YOUR TASK
A line belongs in the answer if it contains "using"; copy every such line from the entries below.

EXCERPTED DATA
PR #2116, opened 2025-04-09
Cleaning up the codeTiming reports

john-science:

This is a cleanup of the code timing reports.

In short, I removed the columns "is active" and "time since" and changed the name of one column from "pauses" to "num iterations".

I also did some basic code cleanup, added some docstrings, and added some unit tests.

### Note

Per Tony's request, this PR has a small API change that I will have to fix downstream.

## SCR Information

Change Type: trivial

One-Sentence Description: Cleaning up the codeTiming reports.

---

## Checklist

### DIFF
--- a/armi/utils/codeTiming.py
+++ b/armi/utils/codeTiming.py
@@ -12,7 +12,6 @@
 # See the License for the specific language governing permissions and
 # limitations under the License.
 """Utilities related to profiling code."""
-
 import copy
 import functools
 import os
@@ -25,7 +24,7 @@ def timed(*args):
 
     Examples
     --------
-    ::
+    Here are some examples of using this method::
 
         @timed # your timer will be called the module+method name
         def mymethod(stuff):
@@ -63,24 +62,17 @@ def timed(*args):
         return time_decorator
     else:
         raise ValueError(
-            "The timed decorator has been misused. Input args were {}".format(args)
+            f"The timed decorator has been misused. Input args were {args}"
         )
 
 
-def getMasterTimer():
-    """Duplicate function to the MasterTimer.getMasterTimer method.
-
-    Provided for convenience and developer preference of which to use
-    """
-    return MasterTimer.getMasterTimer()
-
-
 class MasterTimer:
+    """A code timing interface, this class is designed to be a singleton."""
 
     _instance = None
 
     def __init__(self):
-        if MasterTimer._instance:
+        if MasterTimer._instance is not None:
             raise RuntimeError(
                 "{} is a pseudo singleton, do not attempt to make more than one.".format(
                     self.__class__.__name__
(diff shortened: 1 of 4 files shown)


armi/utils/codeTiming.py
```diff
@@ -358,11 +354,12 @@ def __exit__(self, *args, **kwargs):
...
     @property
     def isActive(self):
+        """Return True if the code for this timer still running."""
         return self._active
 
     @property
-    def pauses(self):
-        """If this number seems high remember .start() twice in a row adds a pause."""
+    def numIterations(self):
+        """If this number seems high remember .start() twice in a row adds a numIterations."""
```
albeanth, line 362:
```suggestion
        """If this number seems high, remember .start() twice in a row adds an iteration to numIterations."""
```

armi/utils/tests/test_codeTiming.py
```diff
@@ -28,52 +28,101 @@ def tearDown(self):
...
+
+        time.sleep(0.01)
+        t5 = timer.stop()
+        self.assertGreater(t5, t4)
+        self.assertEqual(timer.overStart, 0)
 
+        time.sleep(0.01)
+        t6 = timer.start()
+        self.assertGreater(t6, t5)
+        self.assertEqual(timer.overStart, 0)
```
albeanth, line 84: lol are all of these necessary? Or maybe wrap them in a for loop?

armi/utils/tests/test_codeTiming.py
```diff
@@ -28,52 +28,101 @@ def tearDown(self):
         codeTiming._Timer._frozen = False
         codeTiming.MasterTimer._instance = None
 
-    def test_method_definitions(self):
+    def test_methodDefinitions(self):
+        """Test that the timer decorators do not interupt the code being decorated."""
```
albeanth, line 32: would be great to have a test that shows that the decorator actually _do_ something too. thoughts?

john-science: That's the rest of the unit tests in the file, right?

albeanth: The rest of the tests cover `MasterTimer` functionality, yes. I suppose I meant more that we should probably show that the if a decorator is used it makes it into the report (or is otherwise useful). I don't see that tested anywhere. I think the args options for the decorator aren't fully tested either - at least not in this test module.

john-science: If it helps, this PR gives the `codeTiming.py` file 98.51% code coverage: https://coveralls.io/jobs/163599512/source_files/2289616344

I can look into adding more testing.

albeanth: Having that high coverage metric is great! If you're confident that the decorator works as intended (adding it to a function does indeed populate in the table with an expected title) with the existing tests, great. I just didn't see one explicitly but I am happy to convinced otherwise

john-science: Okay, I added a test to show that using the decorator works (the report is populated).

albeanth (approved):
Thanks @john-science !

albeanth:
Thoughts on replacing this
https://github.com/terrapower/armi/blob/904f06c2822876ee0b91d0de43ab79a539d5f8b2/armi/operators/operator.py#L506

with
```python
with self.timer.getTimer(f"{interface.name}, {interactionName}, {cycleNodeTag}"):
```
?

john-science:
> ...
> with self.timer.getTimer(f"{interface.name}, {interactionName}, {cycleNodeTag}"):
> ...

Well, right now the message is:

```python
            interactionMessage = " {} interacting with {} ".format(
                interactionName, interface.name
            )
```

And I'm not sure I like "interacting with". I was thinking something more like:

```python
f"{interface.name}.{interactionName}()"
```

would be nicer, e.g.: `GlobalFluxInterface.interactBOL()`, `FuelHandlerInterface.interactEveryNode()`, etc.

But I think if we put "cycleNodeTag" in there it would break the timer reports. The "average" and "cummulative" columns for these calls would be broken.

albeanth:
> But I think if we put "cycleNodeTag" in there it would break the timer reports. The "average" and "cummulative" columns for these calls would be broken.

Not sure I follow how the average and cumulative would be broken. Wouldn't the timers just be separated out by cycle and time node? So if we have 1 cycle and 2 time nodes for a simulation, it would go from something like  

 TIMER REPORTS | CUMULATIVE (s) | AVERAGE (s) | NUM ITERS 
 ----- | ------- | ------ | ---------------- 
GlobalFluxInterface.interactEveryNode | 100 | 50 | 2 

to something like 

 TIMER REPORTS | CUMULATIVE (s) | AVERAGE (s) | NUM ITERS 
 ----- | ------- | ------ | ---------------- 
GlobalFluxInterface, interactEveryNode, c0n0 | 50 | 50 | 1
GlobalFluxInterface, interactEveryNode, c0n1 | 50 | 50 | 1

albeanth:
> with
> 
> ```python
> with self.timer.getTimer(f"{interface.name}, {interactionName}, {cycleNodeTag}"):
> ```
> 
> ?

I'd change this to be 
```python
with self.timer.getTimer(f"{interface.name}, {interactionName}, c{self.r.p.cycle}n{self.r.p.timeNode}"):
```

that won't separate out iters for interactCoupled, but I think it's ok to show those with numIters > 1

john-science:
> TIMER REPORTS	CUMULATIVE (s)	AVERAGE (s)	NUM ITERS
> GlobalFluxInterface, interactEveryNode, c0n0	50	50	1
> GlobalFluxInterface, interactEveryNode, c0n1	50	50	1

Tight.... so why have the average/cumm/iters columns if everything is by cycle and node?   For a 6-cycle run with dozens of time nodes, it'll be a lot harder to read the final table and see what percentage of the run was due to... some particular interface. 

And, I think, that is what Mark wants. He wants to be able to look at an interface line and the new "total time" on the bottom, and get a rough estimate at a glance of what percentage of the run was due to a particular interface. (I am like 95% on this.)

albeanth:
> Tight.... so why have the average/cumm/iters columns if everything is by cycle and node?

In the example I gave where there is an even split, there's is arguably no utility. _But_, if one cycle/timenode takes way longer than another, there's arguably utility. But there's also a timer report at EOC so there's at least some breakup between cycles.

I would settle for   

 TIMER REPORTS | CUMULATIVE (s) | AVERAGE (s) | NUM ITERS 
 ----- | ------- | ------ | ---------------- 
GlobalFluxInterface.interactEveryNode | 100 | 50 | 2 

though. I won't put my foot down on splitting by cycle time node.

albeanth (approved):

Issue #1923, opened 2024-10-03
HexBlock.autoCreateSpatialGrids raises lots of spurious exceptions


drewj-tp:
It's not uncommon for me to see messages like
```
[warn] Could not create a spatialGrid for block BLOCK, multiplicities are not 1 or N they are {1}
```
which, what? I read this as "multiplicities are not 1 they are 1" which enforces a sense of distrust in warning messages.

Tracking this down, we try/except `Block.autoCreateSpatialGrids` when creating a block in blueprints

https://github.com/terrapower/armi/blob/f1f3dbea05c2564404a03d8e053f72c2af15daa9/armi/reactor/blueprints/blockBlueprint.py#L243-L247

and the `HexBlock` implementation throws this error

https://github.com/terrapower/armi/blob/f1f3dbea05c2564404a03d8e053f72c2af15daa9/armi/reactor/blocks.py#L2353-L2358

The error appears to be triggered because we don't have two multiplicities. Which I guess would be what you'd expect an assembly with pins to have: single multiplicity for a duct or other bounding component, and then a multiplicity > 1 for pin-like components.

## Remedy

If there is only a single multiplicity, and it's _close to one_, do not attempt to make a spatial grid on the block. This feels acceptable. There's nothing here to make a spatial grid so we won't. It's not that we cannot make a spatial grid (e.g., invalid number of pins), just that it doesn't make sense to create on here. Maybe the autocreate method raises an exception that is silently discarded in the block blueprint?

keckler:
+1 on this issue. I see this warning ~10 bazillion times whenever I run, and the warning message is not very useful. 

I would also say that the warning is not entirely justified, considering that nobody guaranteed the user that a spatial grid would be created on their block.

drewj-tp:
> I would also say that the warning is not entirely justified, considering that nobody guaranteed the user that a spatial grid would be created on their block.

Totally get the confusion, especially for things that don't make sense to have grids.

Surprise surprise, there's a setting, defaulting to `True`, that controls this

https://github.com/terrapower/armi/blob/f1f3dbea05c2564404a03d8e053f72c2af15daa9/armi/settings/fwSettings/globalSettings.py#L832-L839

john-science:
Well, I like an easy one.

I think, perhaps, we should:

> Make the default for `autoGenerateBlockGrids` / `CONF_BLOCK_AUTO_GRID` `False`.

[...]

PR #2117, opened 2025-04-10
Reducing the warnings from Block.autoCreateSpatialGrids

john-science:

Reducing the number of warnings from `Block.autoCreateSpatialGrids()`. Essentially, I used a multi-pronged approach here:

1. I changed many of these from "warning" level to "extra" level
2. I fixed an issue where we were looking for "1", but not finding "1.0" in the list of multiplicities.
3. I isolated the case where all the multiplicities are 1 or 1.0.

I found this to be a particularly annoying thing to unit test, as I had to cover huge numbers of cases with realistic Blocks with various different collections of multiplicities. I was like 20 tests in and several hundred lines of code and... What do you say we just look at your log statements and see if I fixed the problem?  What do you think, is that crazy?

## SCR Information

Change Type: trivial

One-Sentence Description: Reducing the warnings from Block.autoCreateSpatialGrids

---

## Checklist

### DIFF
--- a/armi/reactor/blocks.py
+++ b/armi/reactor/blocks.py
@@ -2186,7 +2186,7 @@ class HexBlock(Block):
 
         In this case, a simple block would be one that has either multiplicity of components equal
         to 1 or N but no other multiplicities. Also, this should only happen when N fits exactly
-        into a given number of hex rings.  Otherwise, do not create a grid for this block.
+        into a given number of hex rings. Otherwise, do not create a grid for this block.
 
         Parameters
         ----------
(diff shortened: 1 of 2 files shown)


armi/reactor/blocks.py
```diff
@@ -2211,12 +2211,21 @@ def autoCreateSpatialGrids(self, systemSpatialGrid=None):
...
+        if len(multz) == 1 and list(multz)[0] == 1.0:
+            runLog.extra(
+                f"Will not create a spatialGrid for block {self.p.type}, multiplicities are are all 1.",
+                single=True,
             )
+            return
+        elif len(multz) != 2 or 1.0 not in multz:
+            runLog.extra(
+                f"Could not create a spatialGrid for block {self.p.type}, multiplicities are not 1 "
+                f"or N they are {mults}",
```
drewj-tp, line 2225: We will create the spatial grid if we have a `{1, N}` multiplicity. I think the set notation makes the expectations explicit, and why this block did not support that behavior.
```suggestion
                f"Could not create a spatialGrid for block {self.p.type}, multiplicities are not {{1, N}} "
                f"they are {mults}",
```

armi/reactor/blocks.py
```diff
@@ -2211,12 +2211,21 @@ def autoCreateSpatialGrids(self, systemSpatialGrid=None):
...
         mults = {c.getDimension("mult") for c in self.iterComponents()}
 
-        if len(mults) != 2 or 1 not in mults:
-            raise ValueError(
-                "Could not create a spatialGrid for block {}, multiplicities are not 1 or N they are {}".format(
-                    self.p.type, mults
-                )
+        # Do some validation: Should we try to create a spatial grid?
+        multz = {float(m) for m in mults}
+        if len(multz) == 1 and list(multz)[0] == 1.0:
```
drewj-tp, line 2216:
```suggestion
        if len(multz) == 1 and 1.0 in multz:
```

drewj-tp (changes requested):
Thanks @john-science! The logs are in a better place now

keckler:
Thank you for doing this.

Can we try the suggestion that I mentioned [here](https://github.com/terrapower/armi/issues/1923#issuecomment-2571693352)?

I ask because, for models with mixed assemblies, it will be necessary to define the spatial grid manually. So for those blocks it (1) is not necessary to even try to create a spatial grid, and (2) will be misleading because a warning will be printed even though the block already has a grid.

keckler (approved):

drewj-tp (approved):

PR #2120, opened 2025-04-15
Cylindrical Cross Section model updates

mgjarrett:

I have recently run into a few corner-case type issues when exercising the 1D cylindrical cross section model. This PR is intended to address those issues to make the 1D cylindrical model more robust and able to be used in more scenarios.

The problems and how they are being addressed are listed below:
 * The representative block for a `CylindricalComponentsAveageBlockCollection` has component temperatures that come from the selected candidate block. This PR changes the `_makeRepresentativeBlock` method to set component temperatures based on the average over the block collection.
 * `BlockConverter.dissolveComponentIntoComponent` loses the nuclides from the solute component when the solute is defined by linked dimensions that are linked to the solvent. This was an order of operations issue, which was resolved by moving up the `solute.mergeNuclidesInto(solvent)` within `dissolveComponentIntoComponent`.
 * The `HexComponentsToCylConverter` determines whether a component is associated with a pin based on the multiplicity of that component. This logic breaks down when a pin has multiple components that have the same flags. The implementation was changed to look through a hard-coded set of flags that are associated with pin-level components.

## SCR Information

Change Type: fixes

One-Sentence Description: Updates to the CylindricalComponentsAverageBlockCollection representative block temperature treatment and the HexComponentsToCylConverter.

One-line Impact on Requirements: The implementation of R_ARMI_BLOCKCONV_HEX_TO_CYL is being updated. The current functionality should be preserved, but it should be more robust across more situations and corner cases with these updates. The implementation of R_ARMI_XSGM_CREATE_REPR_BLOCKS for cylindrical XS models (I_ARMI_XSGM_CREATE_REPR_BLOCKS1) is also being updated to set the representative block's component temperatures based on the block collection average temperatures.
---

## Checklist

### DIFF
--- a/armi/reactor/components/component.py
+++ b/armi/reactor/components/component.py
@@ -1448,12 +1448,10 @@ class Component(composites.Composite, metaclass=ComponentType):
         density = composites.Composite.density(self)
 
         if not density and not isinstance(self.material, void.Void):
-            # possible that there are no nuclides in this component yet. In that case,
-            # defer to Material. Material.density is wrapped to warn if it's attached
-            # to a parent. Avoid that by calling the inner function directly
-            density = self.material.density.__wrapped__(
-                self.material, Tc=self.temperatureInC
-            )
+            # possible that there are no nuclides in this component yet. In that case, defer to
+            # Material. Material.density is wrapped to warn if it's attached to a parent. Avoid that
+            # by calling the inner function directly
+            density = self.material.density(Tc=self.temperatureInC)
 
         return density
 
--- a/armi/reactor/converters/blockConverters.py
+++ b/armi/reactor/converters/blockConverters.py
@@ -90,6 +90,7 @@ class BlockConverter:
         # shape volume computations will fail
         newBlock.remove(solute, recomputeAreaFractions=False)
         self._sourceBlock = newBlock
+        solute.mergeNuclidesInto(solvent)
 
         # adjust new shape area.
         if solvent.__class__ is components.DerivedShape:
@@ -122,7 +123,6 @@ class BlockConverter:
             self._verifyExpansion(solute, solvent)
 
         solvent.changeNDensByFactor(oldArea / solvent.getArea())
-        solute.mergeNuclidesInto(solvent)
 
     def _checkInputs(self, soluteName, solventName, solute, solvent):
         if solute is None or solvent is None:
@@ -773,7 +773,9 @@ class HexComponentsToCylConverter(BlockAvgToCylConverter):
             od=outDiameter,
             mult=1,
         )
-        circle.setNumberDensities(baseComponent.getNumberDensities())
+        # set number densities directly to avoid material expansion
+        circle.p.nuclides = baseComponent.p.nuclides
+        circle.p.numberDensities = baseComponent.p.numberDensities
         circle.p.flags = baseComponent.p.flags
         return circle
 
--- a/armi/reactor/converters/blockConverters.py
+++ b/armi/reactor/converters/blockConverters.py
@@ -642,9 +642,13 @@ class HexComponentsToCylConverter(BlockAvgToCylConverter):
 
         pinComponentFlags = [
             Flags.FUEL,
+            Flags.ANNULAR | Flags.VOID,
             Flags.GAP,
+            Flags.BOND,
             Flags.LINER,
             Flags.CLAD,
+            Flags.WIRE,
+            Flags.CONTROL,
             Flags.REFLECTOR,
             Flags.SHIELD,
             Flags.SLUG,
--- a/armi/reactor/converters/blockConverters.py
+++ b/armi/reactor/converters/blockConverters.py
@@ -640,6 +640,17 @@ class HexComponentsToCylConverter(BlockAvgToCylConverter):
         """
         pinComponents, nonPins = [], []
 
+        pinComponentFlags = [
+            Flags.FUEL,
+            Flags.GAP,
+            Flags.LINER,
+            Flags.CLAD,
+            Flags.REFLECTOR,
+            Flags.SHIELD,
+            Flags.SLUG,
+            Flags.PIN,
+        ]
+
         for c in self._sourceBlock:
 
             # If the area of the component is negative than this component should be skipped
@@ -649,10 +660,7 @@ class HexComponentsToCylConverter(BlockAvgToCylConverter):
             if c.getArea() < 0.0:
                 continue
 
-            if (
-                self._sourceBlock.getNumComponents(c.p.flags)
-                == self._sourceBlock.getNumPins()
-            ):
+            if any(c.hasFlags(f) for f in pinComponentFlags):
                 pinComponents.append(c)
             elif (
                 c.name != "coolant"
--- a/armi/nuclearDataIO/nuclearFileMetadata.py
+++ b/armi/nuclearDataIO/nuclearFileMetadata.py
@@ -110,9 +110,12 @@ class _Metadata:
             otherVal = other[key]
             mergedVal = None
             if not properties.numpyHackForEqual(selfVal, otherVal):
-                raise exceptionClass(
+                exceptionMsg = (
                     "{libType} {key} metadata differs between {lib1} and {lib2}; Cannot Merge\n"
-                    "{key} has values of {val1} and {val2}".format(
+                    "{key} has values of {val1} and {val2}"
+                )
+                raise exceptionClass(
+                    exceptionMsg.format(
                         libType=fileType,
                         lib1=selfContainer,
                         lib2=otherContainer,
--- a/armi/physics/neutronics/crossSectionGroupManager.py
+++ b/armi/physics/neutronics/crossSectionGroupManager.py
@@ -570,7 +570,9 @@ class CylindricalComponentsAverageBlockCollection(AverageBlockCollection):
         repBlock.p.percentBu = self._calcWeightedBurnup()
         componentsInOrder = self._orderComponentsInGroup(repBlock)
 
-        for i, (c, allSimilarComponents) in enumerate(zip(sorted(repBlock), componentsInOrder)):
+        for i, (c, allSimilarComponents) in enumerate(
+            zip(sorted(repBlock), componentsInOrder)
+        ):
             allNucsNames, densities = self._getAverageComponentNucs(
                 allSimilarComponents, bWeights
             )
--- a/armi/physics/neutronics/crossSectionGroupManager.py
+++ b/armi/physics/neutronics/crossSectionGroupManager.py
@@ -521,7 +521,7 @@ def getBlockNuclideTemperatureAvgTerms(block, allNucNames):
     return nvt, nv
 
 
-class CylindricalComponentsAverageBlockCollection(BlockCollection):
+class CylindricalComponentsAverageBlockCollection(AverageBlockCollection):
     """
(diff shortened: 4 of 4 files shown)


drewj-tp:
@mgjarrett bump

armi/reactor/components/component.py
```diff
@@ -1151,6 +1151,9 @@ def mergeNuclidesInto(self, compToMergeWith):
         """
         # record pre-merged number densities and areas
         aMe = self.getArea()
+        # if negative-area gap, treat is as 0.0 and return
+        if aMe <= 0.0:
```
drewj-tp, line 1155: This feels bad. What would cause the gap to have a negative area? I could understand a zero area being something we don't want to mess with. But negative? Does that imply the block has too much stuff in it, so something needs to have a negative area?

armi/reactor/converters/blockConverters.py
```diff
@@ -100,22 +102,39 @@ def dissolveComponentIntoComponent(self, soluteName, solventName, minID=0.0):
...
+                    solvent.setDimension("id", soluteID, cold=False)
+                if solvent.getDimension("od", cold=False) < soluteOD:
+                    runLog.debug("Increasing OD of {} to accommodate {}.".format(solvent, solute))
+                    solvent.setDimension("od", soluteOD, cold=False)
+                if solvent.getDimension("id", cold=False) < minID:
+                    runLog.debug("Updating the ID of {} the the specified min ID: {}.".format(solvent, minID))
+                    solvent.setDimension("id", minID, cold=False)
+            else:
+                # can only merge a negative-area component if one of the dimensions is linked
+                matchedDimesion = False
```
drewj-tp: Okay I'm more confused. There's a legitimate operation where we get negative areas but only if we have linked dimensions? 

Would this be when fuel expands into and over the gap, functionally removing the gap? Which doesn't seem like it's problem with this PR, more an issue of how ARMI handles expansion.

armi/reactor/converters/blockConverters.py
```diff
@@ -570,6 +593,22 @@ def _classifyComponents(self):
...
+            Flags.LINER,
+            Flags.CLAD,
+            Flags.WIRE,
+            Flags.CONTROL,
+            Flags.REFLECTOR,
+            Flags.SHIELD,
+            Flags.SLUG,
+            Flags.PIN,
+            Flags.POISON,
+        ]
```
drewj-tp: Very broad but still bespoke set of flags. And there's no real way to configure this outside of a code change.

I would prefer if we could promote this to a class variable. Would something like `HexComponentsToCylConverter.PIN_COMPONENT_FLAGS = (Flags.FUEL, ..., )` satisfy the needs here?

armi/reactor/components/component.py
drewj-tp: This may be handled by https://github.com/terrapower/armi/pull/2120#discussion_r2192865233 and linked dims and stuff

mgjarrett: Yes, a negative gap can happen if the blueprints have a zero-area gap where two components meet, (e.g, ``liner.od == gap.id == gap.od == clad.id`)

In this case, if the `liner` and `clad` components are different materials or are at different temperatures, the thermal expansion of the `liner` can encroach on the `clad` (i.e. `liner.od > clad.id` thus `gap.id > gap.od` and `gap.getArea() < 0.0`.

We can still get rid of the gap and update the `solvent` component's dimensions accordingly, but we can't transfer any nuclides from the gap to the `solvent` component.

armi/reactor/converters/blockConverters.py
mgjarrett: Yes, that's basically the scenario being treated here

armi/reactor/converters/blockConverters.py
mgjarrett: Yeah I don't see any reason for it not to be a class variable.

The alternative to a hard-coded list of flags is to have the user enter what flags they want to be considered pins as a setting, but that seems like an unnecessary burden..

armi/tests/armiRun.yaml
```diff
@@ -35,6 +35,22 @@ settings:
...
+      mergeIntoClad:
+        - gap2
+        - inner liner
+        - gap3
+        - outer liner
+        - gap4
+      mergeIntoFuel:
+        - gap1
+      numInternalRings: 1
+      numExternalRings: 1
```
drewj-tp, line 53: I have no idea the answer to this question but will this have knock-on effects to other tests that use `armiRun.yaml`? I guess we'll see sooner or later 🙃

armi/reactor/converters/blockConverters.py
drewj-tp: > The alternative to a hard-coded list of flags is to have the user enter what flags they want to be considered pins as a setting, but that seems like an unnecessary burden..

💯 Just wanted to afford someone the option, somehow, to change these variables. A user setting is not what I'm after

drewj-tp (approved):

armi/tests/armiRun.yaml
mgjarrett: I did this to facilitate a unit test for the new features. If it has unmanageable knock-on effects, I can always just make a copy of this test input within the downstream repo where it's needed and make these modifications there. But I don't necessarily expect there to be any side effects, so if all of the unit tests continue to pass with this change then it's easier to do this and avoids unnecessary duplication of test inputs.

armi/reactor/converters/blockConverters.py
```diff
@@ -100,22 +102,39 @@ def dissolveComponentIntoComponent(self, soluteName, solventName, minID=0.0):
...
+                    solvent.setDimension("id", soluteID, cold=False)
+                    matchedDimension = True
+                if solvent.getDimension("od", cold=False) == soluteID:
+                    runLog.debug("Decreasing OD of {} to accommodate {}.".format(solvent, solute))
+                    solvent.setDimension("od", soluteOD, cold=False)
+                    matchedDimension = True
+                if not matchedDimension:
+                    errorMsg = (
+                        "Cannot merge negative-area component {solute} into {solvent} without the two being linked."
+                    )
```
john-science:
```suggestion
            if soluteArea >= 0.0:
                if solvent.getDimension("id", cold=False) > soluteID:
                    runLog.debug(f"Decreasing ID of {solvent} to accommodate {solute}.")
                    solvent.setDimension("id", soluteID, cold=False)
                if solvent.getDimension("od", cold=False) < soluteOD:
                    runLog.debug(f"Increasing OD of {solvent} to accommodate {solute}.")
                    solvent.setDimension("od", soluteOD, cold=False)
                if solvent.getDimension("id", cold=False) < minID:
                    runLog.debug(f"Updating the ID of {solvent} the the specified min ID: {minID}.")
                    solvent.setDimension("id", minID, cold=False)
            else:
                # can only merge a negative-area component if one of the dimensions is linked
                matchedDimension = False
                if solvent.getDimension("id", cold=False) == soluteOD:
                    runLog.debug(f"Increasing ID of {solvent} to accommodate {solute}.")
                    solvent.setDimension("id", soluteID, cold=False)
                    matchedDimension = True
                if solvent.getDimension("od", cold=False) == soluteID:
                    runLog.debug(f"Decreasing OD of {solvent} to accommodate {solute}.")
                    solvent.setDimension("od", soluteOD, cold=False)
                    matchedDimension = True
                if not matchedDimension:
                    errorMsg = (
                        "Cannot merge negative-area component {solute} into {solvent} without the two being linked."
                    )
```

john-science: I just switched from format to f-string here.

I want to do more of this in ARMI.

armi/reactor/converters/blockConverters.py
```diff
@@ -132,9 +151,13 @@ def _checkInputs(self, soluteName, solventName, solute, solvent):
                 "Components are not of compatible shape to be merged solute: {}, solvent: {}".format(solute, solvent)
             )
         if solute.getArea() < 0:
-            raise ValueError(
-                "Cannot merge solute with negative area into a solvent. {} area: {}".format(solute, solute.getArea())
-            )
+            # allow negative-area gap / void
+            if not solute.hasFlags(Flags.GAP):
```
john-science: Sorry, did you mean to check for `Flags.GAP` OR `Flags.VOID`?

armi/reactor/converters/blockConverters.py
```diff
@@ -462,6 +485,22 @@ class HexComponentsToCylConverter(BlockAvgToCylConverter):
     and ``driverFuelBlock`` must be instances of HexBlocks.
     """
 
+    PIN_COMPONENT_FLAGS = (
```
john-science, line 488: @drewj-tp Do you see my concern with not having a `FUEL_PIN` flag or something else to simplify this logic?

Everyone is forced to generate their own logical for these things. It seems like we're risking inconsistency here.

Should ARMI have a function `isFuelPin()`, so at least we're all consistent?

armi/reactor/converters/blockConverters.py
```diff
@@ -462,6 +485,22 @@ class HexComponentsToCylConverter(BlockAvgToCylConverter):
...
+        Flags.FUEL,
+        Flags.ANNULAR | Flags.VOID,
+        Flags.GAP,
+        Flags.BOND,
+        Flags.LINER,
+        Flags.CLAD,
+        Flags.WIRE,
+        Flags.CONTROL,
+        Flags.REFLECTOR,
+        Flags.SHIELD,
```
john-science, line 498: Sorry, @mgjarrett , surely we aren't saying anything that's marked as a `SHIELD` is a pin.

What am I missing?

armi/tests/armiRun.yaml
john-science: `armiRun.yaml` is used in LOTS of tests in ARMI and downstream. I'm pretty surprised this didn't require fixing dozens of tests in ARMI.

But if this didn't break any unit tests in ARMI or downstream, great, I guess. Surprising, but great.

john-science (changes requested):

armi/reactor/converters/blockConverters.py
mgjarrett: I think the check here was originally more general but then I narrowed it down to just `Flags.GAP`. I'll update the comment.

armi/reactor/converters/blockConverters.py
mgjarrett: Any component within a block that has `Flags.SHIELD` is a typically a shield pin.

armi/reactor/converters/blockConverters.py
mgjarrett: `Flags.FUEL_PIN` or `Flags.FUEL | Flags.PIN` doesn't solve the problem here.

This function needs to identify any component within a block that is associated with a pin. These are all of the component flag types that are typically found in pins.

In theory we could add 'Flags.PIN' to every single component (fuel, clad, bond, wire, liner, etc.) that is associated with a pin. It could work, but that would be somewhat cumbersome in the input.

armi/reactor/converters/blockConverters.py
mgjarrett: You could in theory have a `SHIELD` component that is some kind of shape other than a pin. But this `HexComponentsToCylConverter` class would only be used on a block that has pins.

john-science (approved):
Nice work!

REPLY TO THE EXERCISE
+    Here are some examples of using this method::
john-science: Okay, I added a test to show that using the decorator works (the report is populated).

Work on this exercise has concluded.